By Cian Molloy - 06 January, 2020
“It became clear that the line in the sand had turned into a canyon. This protocol graciously allows us to continue to live out the mission of making disciples of Jesus Christ for the transformation of the world, albeit in different expressions,” says Methodist Bishop Thomas Bickerton.
The United Methodist Church in the United States is to split because of “fundamental differences” regarding same-sex marriage and the ordination of LGBTQ clergy.
A 16-member group of United Methodist (UMC) bishops and other church leaders published a nine-page ‘Protocol of Reconciliation & Grace through Separation’ on Friday that will allow ‘traditionalist-minded congregations’ to form a new denomination.

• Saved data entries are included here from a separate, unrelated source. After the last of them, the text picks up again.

PR #741, opened 2026-01-27
ci: add help message to copyright date check

jeremyshoemaker:
The current output of the copyright date check isn't very helpful, as Ruff just says the copyright notice is missing. The title of the workflow step gives some indication of the problem, but not the solution. This adds code to print out a message linking to the documentation on failure to help guide people to the right solution.


jeremyshoemaker:
Here's how it looks when it fails.
image

PR #743, opened 2026-01-28
ci: Only check changes from PR branch

jeremyshoemaker:
Recently we had our copyright date check fail on files in PRs that shouldn't have needed updating. From what I can tell, this happened because the files were changed in `main`, which included an update to the copyright date, and in the PR branch they weren't changed, and so when we did the diff, it showed up as changed, and then the copyright check failed because the version in the branch didn't have the current year in it.

I think what we should do is change how we're generating the list of changes files to **only** include files that were changed in the branch, but not files that **only** changed in the `main` branch. This is similar to how GitHub and other Git forges render their diffs.

This can be done using `git merge-base` or in the case of recent versions of Git, using the `git diff target...source` syntax. In the code change below, the `source` is omitted because it defaults to HEAD.

See [the `git diff` documentation on this syntax](https://git-scm.com/docs/git-diff#Documentation/git-diff.txt-gitdiffoptionscommitcommit--path-1) for details, though the terminology can make it difficult to understand.

### DIFF
--- a/src/tbp/monty/frameworks/actions/action_samplers.py
+++ b/src/tbp/monty/frameworks/actions/action_samplers.py
@@ -1,4 +1,4 @@
-# Copyright 2025 Thousand Brains Project
+# Copyright 2025-2026 Thousand Brains Project
 # Copyright 2024 Numenta Inc.
 #
 # Copyright may exist in Contributors' modifications
@@ -81,7 +81,7 @@ class ConstantSampler(ActionSampler):
     that take a `rotation_degrees` parameter will have it set to `5.0`.
 
     When sampling an Action, only applicable parameters are used. For example,
-    when sampling a `MoveForward` action, only the ConstantCreator's
+    when sampling a `MoveForward` action, only the ConstantSampler's
     `translation_distance` parameter is used to determine the action's `distance`
     parameter.
     """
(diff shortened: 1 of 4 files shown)


jeremyshoemaker:
Here's an example of the difference using #728 as an example. It might be difficult to reproduce locally, because I have my local copy set up to pull GitHub's `pull` refs. Also, it looks like the author merged `main` into it, and I'm working on the version from before when he did that.

**Note:** I'm using the `pull/728/merge` ref because that's what the `checkout` action uses.

```sh
 $ git checkout upstream/pull/728/merge
HEAD is now at 1091c916 Merge 71aefb35291721dbfbd7861c4d4b8ae341a895a3 into 452131867f91e81f18f9d63ce03a4c16ee06d38c
 $ git diff upstream/main --name-only | wc -l
106
 $ git diff upstream/main... --name-only | wc -l
6
 $ git diff upstream/main... --name-only
src/tbp/monty/frameworks/models/evidence_matching/graph_memory.py
src/tbp/monty/frameworks/models/evidence_matching/hypotheses_displacer.py
src/tbp/monty/frameworks/models/evidence_matching/hypotheses_updater.py
src/tbp/monty/frameworks/models/evidence_matching/learning_module.py
src/tbp/monty/frameworks/models/evidence_matching/model.py
src/tbp/monty/frameworks/models/evidence_matching/resampling_hypotheses_updater.py
```

With the way we're currently doing it, we get 106 differences, and with this change, we only see 6 files changed, the ones that are visible in the diff in GitHub.

PR #745, opened 2026-01-29
0000_RL_models

h555yand:
RFC for initial improvement related to the problem explained [here](https://thousandbrainsproject.readme.io/docs/learn-policy-using-rl)


nielsleadholm:
Hi @h555yand Aleksei, thanks very much for opening this RFC. Just to keep you updated, I'll be the primary point of contact for this RFC and associated work. My aim is to look at the RFC and provide some feedback in the coming days.

h555yand:
Hi @nielsleadholm Niels, nice to meet you. Looking forward to communicate)

nielsleadholm:
Thank you again for sharing this Aleksei. Generally speaking there is some interesting scope, but the RFC could be clearer. A couple high level comments to start things off:

1. It's not entirely clear to me what the RFC is proposing. It begins with an abstract description of RL, with some occasional references to Monty. Is the proposal to create a new RL module? If so, it would be helpful to make this more explicit, and elaborate on this point. Some related points that would be worthwhile exploring would include:

	a. How does this tie in with known neuroanatomy? The basal ganglia appear important for reward learning in the brain; is the proposal to implement an analogous structure?
	
	b. What are the consequences of having the reward module external from learning modules? How can it make use of the models they learn if it is a separate structure?
	
	c. What is a concrete task that you could design to test this setup, given Monty's current capabilities? Bear in mind that Monty's actions are currently limited to improving inference by moving sensors; it does not currently have a mechanism to change the state of the world by e.g. pushing or lifting objects.
	
2. There are several points where the language or details differ significantly from what we use in Monty. For example, you've described "Models are stored as graphs, where the vertices are states and the edges are transition actions.". However, there are generally speaking no edges in the form of transition actions within Monty. Similarly, the definition of State ("images, sounds, smells, kinesthetics, etc. The scene code is formed as a concatenation of the codes of the sensory components included in the scene.") is very different from how the `State` class is used in Monty, where it forms the packets of the CMP. It would be helpful to read up on how these terms are defined and used in Monty, and adjust the language in the RFC appropriately. 

If you haven't already seen them, I would recommend the [How Monty Works documentation](https://thousandbrainsproject.readme.io/docs/implementation-overview), followed by the [Methods section](https://arxiv.org/abs/2507.04494) in one of our recent papers, as useful resources.

Thanks again for starting this RFC; I know it's a lot of information to digest before contributing, so we're also here to help (either in this thread, or on [Discourse](https://thousandbrains.discourse.group/latest)) if you have any questions that I can clarify.

h555yand:
Hi @nielsleadholm Niels, 
many thanks for your feedback, detail comments, documentation. It’s very useful.
I agree that the current proposal doesn't look like a typical pull request with specific proposed changes. It's more of a description of the approach and a reason to start a discussion about how and where it can best be applied in Monty.
I've answered the questions, as well as additional comments and potential further developments.
I propose an iterative discussion and refinement of the possible detailed tasks.


I'm not an expert in neuroanatomy, so I'll try to answer based on my limited knowledge :)
Yes, this is a proposal to create a similar to brain structure for action selection and planning.
    • The prefrontal cortex (PFC) generates multiple candidates.
    • The hippocampus "plays out" outcomes.
    • The orbitofrontal cortex (OFC) and ventromedial PFC (vmPFC) transform information about action options into "subjective value".
    • The basal ganglia (BG) decide which plan to proceed with, when to slow down/stop, and how to adapt future choices based on rewards and errors.
    • Dopamine (VTA) changes the weights in corticostriatal synapses so that the desired response is strengthened in the appropriate context.
I've marked which parts are executed in the pseudocode.


As I understand, the current LM focuses on object recognition and learns an internal model of the world (locations / poses, properties).
Current model-free policy for following areas of prominent curvature looks like a predefined heuristic function.
Model-based hypothesis-testing policy is a fixed action selection procedure that uses this model on the fly.
There is no policy learning in terms of RL.

If the goal is to effectively "cover the surface" and the heuristics already do this well, the RL value function may be excessive.
For a model-free system, RL may be useful if:
⦁ Adaptation: for different objects / sensors / friction, the value will adjust priorities better than rigid rules. Currently, finger movements are not performed as an real action with motor skills.
⦁ Active sensing: choose steps that maximize information gain / uncertainty reduction or increase classifier confidence.
⦁ Limited resources: optimize "information per second/steps."
⦁ Safety / reliability: penalize the risk of contact failure, excessive pressure, and jamming.
Possible model-free extension can be:
⦁ Keep the current heuristic as one of the primitives. Add 1–2 alternative movement primitives. Possible actions: "follow the principal curvature k1+ / k1−", "spiral / along the generatrix", "move to the adjacent patch", "return to the ROI". 
⦁ Choose reward as:
- Δ recognition confidence or Δ difference in the target class logits,
- Δ reduction in variance / entropy in the local surface model (ensemble, dropout uncertainty),
- Δ coverage of the unique area,
- cost: time / energy / dropout risk penalty.

⦁ Train policy model Q(s, a) to select a primitive based on curvature, normal, texture with a reward = Δ object model confidence − cost.

Possible model- based extension can be:
⦁ State: belief - discrete hypotheses about {class/object ID, pose} with weights
⦁ Actions: A discrete set of heuristics as example.

- Heuristic 1: DisambiguateTop2 — a point from the Top1 model that is as far away as possible from its nearest neighbor in the Top2 model
- Heuristic 2: LookAtCentroidTop1 — look at the center of mass of Top1
- Heuristic 3: RandomProbeAroundTop1 — a random point near the surface of Top1

⦁ Updating beliefs in a step with Bayesian filter
⦁ Reward: r = H(b_t) − E[H(b_{t+1})] − λ*cost,
It estimates through sensor simulation for each hypothesis.
Cost of the step: time, energy, collision risk, etc.
⦁ Train policy model Q(s, a) and then during inference choose actions based on past experience.

This can be done by extending the current LM module and using graphs with edges as actions, and its own state. Monty's state can be part of the state. CMP can be also extended.
I think this is a natural extension, since the brain uses different parts and connections for different tasks.

The further extantion could be to develop into real-world actions and interactions with the outside world. For example, I saw a task about setting up a table, where spoons and forks need to be moved.

Current approaches lack specificity. I suggest deciding whether this makes sense and is valuable for the Monty. If so, I can develop the approach in more detail, taking into account the specifics of the Monty. Perhaps within the framework of a separate RPC.

What do you think?

h555yand:
Hi @nielsleadholm Niels,
I hope you're doing well.
Any updates on my proposals?

Best regards, Aleksei

nielsleadholm:
Hi @h555yand , apologies for the delay in getting back to you.

The update you sent was a really nice overview, and I think does a good job framing the scope of what you could work on. If I was to suggest a first approach, it would consist of the following:

### Develop a model-free RL system to enact the goal state sent from the LMs and received by the motor system.
- Given a target goal state and the current proprioceptive state of the agent, the RL system could propose incremental actions to get it into the target state.
- This would be model-free (i.e. no learned explicit model), but would still make use of the current sensory observations. Sensory observations would consist of the sensory patch input, as well as proprioceptive information.
- These goal-states come from the hypothesis-testing policy, which is implemented in the Evidence LM's Goal-State Generator. Currently, these goals are enacted by the JumpToGoalState mixin, but your model-free RL agent would be a much better solution.
- As a first version, you could keep any collision in Habitat disabled, such that the agent can theoretically move to the target location by clipping through the object, if necessary. This would be a simple "sanity check" that the model-free agent learns to move towards the target state based on its current proprioceptive data, even if it's not a realistic/long-term solution.
- When implementing the above, you could formulate a dense reward signal by making the reward inversely proportional to the distance between the agent's current pose, and the target pose.
- As a more advanced, follow-up implementation, you could activate collision detection. In that case, the agent actually needs to learn how to move around the object if it is in the way.
- Implementation-wise, this means the new RL system would be entirely external to the LMs (e.g., it could be a component of the motor system). This has the advantage that we can leave LMs in their current format alone. You also wouldn't need to modify the CMP, because the reward could be calculated locally in the motor system's RL system.

Overall this would be a well-scoped problem that brings a tangible benefit to Monty. Anyone in the future who wants something like a robotic arm that moves to a target goal-state could use something built on your implementation. How does that sound?

h555yand:
Hi @nielsleadholm Niels, many thanks for your feedback. 
I like the approach you proposed.
What are the next steps should be to move forward?
As I understand It needs to prepare more concrete detailed RFC.
Should I create a separate document or fill details within this one?
Any guidelines from your side would be appreciated.

Best regards, Aleksei

nielsleadholm:
Ok great, yes the next best step would be to lay out a concrete RFC proposal. Feel free to update the one you have started here. You may also wish to update the title to make it a bit more specific.

h555yand (commented):
Hi Niels @nielsleadholm, I hope you're doing well.

I've prepared updated RFC based on our discussion. Looking forward to your feedback and happy to answer on questions.

Best regards, Aleksei

nielsleadholm:
Exciting, thanks for the update Aleksei. Just a heads up - we have some paper submission deadlines this week, and an in-person meet-up next week, so I probably won't get round to reviewing the update until the week of April 20th. However, I'm looking forward to diving into the details. All the best until then.

nielsleadholm:
Hi Aleksei,
Thank you for the update. In general this looks like a step in the right direction, although I found it challenging to understand some of the proposals and how they relate to the existing implementation of Monty.

Can I ask if this RFC was written with the use of LLMs? [One thing to highlight is our policy on the use of LLMs in RFC and code contributions](https://thousandbrainsproject.readme.io/docs/large-language-model-use). If you would like to use LLMs in your work, please note that we reserve the right to do more limited reviews of submissions. For example, if you want to take this RFC as is and attempt to implement it with e.g. Claude Code, then it will be harder for me to help you with getting it working if you run into issues. I would still be able to review the submission if you manage to get it working, but until you reach that stage, my input will be more limited.

On the other hand, if you implement it yourself, including writing the RFC and code in your own words, then I would be happy to spend more time working with you on this project, including meeting on some video calls to talk through the details. I hope it makes sense why we need to take this approach.

With that context provided, below are some specific comments:

- In terms of the algorithmic approach taken, it would actually be fine to use deep-learning for this task. As this concerns the "sub-cortical" structures of the brain, one can imagine that a fair amount of this learning has occurred on evolutionary time scales. Deep learning is a reasonable model-free method for approximating this. It would also increase the chance that your work could be reapplied in a continuous-control settings such as a robotic limb.
- Please note that the motor system is in the final stages of a significant refactor. You can read about some of these changes here: https://thousandbrains.discourse.group/t/new-motor-policy-selection-framework/ but the main take-away is to please pull from upstream frequently.
- The action spaces for the surface agent and distant agent are different (MoveForward, MoveTangentially, OrientHorizontal, OrientVertical vs. LookUp, LookDown, TurnLeft, TurnRight). To simplify things, I would suggest beginning by focusing on the surface agent, and not considering the distant agent at all.
- The proposed auxiliary rewards look good, thanks for adding these.
- It's not clear to me that we should blend "heuristics" with random actions as a way of boosting learning. The surface policy heuristic will not generally move towards the goal, while it should be quite straightforward for the policy to start learning reasonable proposals given the dense learning signal.

h555yand:
Hi Niels, many thanks for your feedback and comments. 
I agree that it’s not easy to understand t when there are many different proposals without enough clarifications. Let me try to provide some answers. <br>
Ideas, thesises, architecture, approaches are mine. I used LLM for following tasks:
- Clarify some concrete questions
-  Summarize and translate some my sentences from my native language to English
- Help me to analize Monty source code and answer on my questions
- Help me to write code to fast proof concepts and ideas, as example  trimesh environment to test Q learning progress with HNSW <br>
I’m not a fan of vibecoding and don’t use it in my work. I prefer questions-answers and concrete tasks. It improves my performance without loosing quality.
I believe we can find approach to collaborate without risks of copyright restrictions. It’s not a problem for me to describe details using my “simple” English and not to use LLM generated code in public.  <br>
I will answer on your specific comments later as I’m busy coming next days. I have some points regarding to deep learning, surface agent and distant agent.
Best regards, Aleksei

nielsleadholm:
Ok great, thanks for clarifying Aleksei. Overall that sounds really positive - obviously we're not totally against using LLM agents. They are clearly a powerful tool, but it can quickly result in a quagmire of verbose output rather than focused clarity. 

Per my previous comments, I think a deep reinforcement learning approach could actually be appropriate here. If you still want to go for the HNSW approach, I would appreciate if you can elaborate on this, as it's not an algorithm I'm familiar with. Feel free to link to some external resources that you've found useful, if there are any. 

Looking forward to hearing more soon.

h555yand:
Hi Niels, I hope you are doing well.
I've started to answer on your questions and realized that it would be better to update RFC itself.
I've concreted Q-learning (HNSW + kNN + Gaussian Kernel Interpolation) and deep learning (SAC) collaboration, distant and surface agents action spaces, heuristics.
In addition I've removed some verbose details that it's early to discuss on current stage or to not bring much value.
Hope this helps to understand main idea. Looking forward to your feedback and happy to provide details.
Best regards, Aleksei

rfcs/0000_RL_model_free_for_motor_system.md
```diff
@@ -0,0 +1,289 @@
...
+This aligns with Monty's broader goal of biologically plausible computation.
+
+### Theoretical publications
+- Ormoneit & Sen's (2002) 'Kernel-Based Reinforcement Learning' proposed and analyzed a variant of Q-learning for large state spaces, in which the Q-function is approximated by kernel regression on the data rather than by a neural network or table. A key contribution is the conditions under which such a 'kernel Q-learning' scheme converges.
+- Blundell et al. (2016) 'Model-Free Episodic Control'. The agent remembers its past successful actions and returns and, when faced with a similar state, simply reproduces the best of what has already worked.
+
+### HNSW + kNN + Gaussian Kernel Interpolation
+
+Hierarchical Navigable Small World (HNSW) is an approximate nearest neighbor search algorithm based on a layered graph data structure. It belongs to the family of proximity graphs, where nodes (vertices) are connected based on their proximity, typically measured by the Euclidean distance.  
+HNSW is currently actively used in embedding databases for searching similar text by vectors. So, I decided to use it to store and find states.
```
vkakerbeck: What are you referring to as "states" here? Are those the target poses provided by the LM? And so if a similar target is provided, the system looks up what action sequence was performed before for this target?

rfcs/0000_RL_model_free_for_motor_system.md
```diff
@@ -0,0 +1,289 @@
...
+- Blundell et al. (2016) 'Model-Free Episodic Control'. The agent remembers its past successful actions and returns and, when faced with a similar state, simply reproduces the best of what has already worked.
+
+### HNSW + kNN + Gaussian Kernel Interpolation
+
+Hierarchical Navigable Small World (HNSW) is an approximate nearest neighbor search algorithm based on a layered graph data structure. It belongs to the family of proximity graphs, where nodes (vertices) are connected based on their proximity, typically measured by the Euclidean distance.  
+HNSW is currently actively used in embedding databases for searching similar text by vectors. So, I decided to use it to store and find states.  
+During the learning process, the agent stores experience in a graph and then uses the weighted past experience in a similar situation. Thehnically it looks like: store point in HNSW graph, then find the K closest ones and mix them with Gaussian kernel weights.
```
vkakerbeck, line 56: How would the system start to get good data points into its memory? If a target pose was not observed before, it sounds like it could not retrieve an action sequence and so would have to act randomly. This random action sequence will most likely not end up at the target pose so it wouldn't be useful to retrieve in the future. Or would it be more represented as an after-the-fact-type memory (i.e. "If I had wanted to end up here, this would be the action sequence to take (even though this was not my goal right now)")?

rfcs/0000_RL_model_free_for_motor_system.md
vkakerbeck: Also, would the states (if they are target poses) be relative to the starting state? So for instance, the agent might need to navigate from any where in the world to anywhere else in the world. Going from (0,0) to (5,5) requires the same action sequence as going from (5,5) to (10, 10) so to make this generalize to any possible displacement, it seems to make sense to represent the target pose as being relative to the current pose instead of an absolute location in the world. Is that what you were thinking?

rfcs/0000_RL_model_free_for_motor_system.md
```diff
@@ -0,0 +1,289 @@
...
+
+### Why not only Deep Learing
+I'm not opposed to deep learning. I agree that it's well suited for approximation, embedding, and many other tasks.  
+I'm not suggesting replacing neural networks, I'm suggesting supplementing it and improving the learning process.
```
vkakerbeck, line 60: I like this approach. Another way that deep learning could be supplemented in this case could be to use an inverse kinematics approach or imitation learning. Inverse kinematics would be more specific to the specific robot body used and imitation learning would require some supervised examples. But in case the memory retrieval doesn't work well enough in the very beginning, they could be interesting options to consider.

rfcs/0000_RL_model_free_for_motor_system.md
```diff
@@ -0,0 +1,289 @@
...
+**RLGoalApproachController** computes **State Vector** using **goal_pose** as well as sensory patch input and proprioceptive information.   
+   ↓  
+**At the begining for new states** it needs to learn before inference  
+   ↓  
+**RL Q-leraning with HNSW + kNN + Gaussian Kernel Interpolation** working with discrete actions. Action Selection with **Heuristic-Guided Exploration**. Objective: To obtain smart behavior and training data for SAC. 
+HNSW graph points collection (gathering experience). Copying of **successful traces into replay buffer**.
+**HNSWStateStore** stores **State Vector**, actions, Q-values.
+Upon reaching a certain threshold of successful validation operations moves to next step of learning.    
+   ↓  
+**Behavioral cloning (BC)** — method of imitation learning in which an agent learns to imitate the behavior of an expert by directly copying his actions based on data.
```
vkakerbeck: Would this be part of the HNSW approach or another supplement before SAC?

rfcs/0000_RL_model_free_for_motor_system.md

The United Methodist Church was formed in Dallas, Texas, in 1968 following the union of the Methodist Church and the Evangelical United Brethren Church in the United States. Worldwide, the UMC has close to 13 million members in 136 countries, making it the largest denomination belonging to the World Methodist Council. The majority of its adherents, 9 million, are in the United States, where the UMC is the third largest Christian denomination, after the Catholic Church and the Southern Baptist Convention.
Publication of the separation plan comes exactly two weeks before the start of the annual worldwide Week of Prayer for Christian Unity on Friday 18 January.
The split has been almost inevitable since last year’s contentious 2019 UMC General Conference in St Louis, Missouri, which saw the passing of the ‘Traditional Plan’, which reinforces restrictions on same-sex weddings and the ordination of lesbian, gay, bisexual, transgender and queer (LGBTQ) ministers. That development sparked resistance by those who believe the church should be as ‘inclusive’ as possible, and communications between the two sides of the debate were steadily becoming more heated and fractious.
“It became clear that the line in the sand had turned into a canyon,” commented New York-based Bishop Thomas Bickerton. “This protocol provides a pathway that acknowledges our differences, respects everyone in the process and graciously allows us to continue to live out the mission of making disciples of Jesus Christ for the transformation of the world, albeit in different expressions.”
Under the proposal, which will be put to a vote at the UMC’s 2020 General Conference in Minneapolis, the break-away ‘traditionalist denomination’ will be allowed to keep local church properties and will receive US$25 million from the UMC’s General Council on Finance and Administration (GCFA). A further $2 million is to be set aside to help other potential new splinter denominations that appear on either side of the proposed divide.
Additionally, to support communities historically marginalised by racism, the GCFA would allocate $39 million over eight years to strengthen Asian, Black, Hispanic-Latino, Native American and Pacific Islander ministries, as well as Africa University. Of that total, $13 million would come from funds the separating traditionalist denomination has chosen to forgo.
UMC conferences outside the United States will be allowed to choose to affiliate with the new Methodist denomination, providing that choice is approved by a two-thirds majority at a national central conference. The deadline for such a vote is 31 December 2021 and if no vote takes place by then, a national conference will remain within the UMC.
These developments do not affect the Methodist Church in Ireland, said the Church’s Belfast-based press officer Rev Roy Cooper.
“This will be a matter of concern to us, but it will have no immediate impact,” he said. “In conjunction with most mainline churches here, the Methodist Church in Ireland has a Biblical conception of marriage as a union of one man and one woman. At this moment in time, there is no talk of us shifting that position. Indeed, I understand that the law on marriage here means that no Church will be held in contempt for refusing to conduct such [same-sex] marriages.”